▶ [AIM OF THE TASK]: Every entry, from first to last, must be written out exactly.

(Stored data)

<<<<

PR #1574, opened 2023-06-13
Setup sybil

joaander:
## Description

Add Sybil documentation example tests to `methods.py` and `thermostats.py`.

## Motivation and context

Users wish to copy and paste example code from the documentation. Sybil tests those snippets to ensure that they work now and in the future.

These tests currently run both in serial and MPI. That may be helpful. However future examples we write might only work in MPI and/or only in serial (or only on the GPU or only on the CPU). `pytest.skip` works within these blocks, however Sybil generates each code block as a separate test. Users will see the `pytest.skip` logic in tests that need to be skipped in some configurations. If we were to add `pytest.skip` in a hidden code block, it would only skip that block and not the next. The `skip: next if` syntax may be a solution to this, I just found it and have not yet tried it: https://sybil.readthedocs.io/en/latest/rest.html#skipping-examples

In my testing, Sybil only parses ``.. code-block::`` sphinx directives and not literals ``Example::``. This format makes the raw docstring more verbose (for users of ``help()``), but the HTML output is as expected:
```
.. rubric:: Example:

.. code-block:: python

    example code
```

Note that the package-level example code the users sees in `module-md-methods.html` comes from `md/methods/__init__.py`, but the example code that Sybil runs in the namespace of all the MD methods is in `md/methods/methods.py`. This is because `__init__.py` imports from `methods.py` to create a different canonical namespace for the methods while Sybil runs all examples in the context of a document (a single .py file).

This pull request adds documentation for previously undocumented methods in `hoomd.util`. Should these be documented, or should they remain hidden?
* `dict_map`
* `dict_fold`
* `dict_flatten`
* `dict_filter`
* `GPUNotAvailableError`

## How has this been tested?

* I have tested this locally and ensured that all code blocks are indeed being tested.
* I have examined the generated html docs and ensured that the formatting is consistent and readable.

## Change log

```
Added:

* Tested example code snippets in select modules.
* ``hoomd.util.make_example_simulation`` - create an example Simulation object.
```

## Checklist:

### DIFF
--- a/hoomd/device.py
+++ b/hoomd/device.py
@@ -33,7 +33,7 @@ See Also:
 
 .. invisible-code-block: python
 
-    # Rename tmp_path to path to avoid giving the users the wrong signal.
+    # Rename pytest's tmp_path fixture for clarity.
     path = tmp_path
 """
 
--- a/hoomd/device.py
+++ b/hoomd/device.py
@@ -16,13 +16,13 @@ with many `hoomd.Simulation` objects.
 
 .. code-block:: python
 
-    cpu = hoomd.device.CPU()
+    device = hoomd.device.CPU()
 
 .. skip: next if(gpu_not_available)
 
 .. code-block:: python
 
-    gpu = hoomd.device.GPU()
+    device = hoomd.device.GPU()
 
 Tip:
     Reuse `Device` objects when possible. There is a non-negligible overhead
@@ -53,7 +53,7 @@ class NoticeFile:
 
     .. code-block:: python
 
-        notice_file = hoomd.device.NoticeFile(device=cpu)
+        notice_file = hoomd.device.NoticeFile(device=device)
 
     Note:
         Use this in combination with `Device.message_filename` to combine notice
@@ -154,7 +154,7 @@ class Device:
 
         .. code-block:: python
 
-            cpu.notice_level = 4
+            device.notice_level = 4
         """
         return self._cpp_msg.getNoticeLevel()
 
@@ -180,11 +180,11 @@ class Device:
 
         .. code-block:: python
 
-            cpu.message_filename = str(path / 'messages.log')
+            device.message_filename = str(path / 'messages.log')
 
         .. code-block:: python
 
-            cpu.message_filename = None
+            device.message_filename = None
 
         Note:
             All MPI ranks within a given partition must open the same file.
@@ -192,7 +192,7 @@ class Device:
             other ranks. Different partitions may open separate files. For
             example:
 
-            .. skip: next if(cpu.communicator.num_ranks % 2 != 0)
+            .. skip: next if(device.communicator.num_ranks != 2)
 
             .. code-block:: python
 
@@ -248,7 +248,7 @@ class Device:
 
         .. code-block:: python
 
-            cpu.notice('Message')
+            device.notice('Message')
 
         Hint:
             Use `notice` instead of `print` to write status messages and your
--- a/hoomd/device.py
+++ b/hoomd/device.py
@@ -12,12 +12,29 @@ User scripts may instantiate multiple `Device` objects and use each with a
 different `hoomd.Simulation` object. One `Device` object may also be shared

>>>>

▶ [PROBLEM SOLUTION]:
PR #1574, opened 2023-06-13
Setup sybil

joaander:
## Description

Add Sybil documentation example tests to `methods.py` and `thermostats.py`.

## Motivation and context

Users wish to copy and paste example code from the documentation. Sybil tests those snippets to ensure that they work now and in the future.

These tests currently run both in serial and MPI. That may be helpful. However future examples we write might only work in MPI and/or only in serial (or only on the GPU or only on the CPU). `pytest.skip` works within these blocks, however Sybil generates each code block as a separate test. Users will see the `pytest.skip` logic in tests that need to be skipped in some configurations. If we were to add `pytest.skip` in a hidden code block, it would only skip that block and not the next. The `skip: next if` syntax may be a solution to this, I just found it and have not yet tried it: https://sybil.readthedocs.io/en/latest/rest.html#skipping-examples

In my testing, Sybil only parses ``.. code-block::`` sphinx directives and not literals ``Example::``. This format makes the raw docstring more verbose (for users of ``help()``), but the HTML output is as expected:
```
.. rubric:: Example:

.. code-block:: python

    example code
```

Note that the package-level example code the users sees in `module-md-methods.html` comes from `md/methods/__init__.py`, but the example code that Sybil runs in the namespace of all the MD methods is in `md/methods/methods.py`. This is because `__init__.py` imports from `methods.py` to create a different canonical namespace for the methods while Sybil runs all examples in the context of a document (a single .py file).

This pull request adds documentation for previously undocumented methods in `hoomd.util`. Should these be documented, or should they remain hidden?
* `dict_map`
* `dict_fold`
* `dict_flatten`
* `dict_filter`
* `GPUNotAvailableError`

## How has this been tested?

* I have tested this locally and ensured that all code blocks are indeed being tested.
* I have examined the generated html docs and ensured that the formatting is consistent and readable.

## Change log

```
Added:

* Tested example code snippets in select modules.
* ``hoomd.util.make_example_simulation`` - create an example Simulation object.
```

## Checklist:

### DIFF
--- a/hoomd/device.py
+++ b/hoomd/device.py
@@ -33,7 +33,7 @@ See Also:
 
 .. invisible-code-block: python
 
-    # Rename tmp_path to path to avoid giving the users the wrong signal.
+    # Rename pytest's tmp_path fixture for clarity.
     path = tmp_path
 """
 
--- a/hoomd/device.py
+++ b/hoomd/device.py
@@ -16,13 +16,13 @@ with many `hoomd.Simulation` objects.
 
 .. code-block:: python
 
-    cpu = hoomd.device.CPU()
+    device = hoomd.device.CPU()
 
 .. skip: next if(gpu_not_available)
 
 .. code-block:: python
 
-    gpu = hoomd.device.GPU()
+    device = hoomd.device.GPU()
 
 Tip:
     Reuse `Device` objects when possible. There is a non-negligible overhead
@@ -53,7 +53,7 @@ class NoticeFile:
 
     .. code-block:: python
 
-        notice_file = hoomd.device.NoticeFile(device=cpu)
+        notice_file = hoomd.device.NoticeFile(device=device)
 
     Note:
         Use this in combination with `Device.message_filename` to combine notice
@@ -154,7 +154,7 @@ class Device:
 
         .. code-block:: python
 
-            cpu.notice_level = 4
+            device.notice_level = 4
         """
         return self._cpp_msg.getNoticeLevel()
 
@@ -180,11 +180,11 @@ class Device:
 
         .. code-block:: python
 
-            cpu.message_filename = str(path / 'messages.log')
+            device.message_filename = str(path / 'messages.log')
 
         .. code-block:: python
 
-            cpu.message_filename = None
+            device.message_filename = None
 
         Note:
             All MPI ranks within a given partition must open the same file.
@@ -192,7 +192,7 @@ class Device:
             other ranks. Different partitions may open separate files. For
             example:
 
-            .. skip: next if(cpu.communicator.num_ranks % 2 != 0)
+            .. skip: next if(device.communicator.num_ranks != 2)
 
             .. code-block:: python
 
@@ -248,7 +248,7 @@ class Device:
 
         .. code-block:: python
 
-            cpu.notice('Message')
+            device.notice('Message')
 
         Hint:
             Use `notice` instead of `print` to write status messages and your
--- a/hoomd/device.py
+++ b/hoomd/device.py
@@ -12,12 +12,29 @@ User scripts may instantiate multiple `Device` objects and use each with a
 different `hoomd.Simulation` object. One `Device` object may also be shared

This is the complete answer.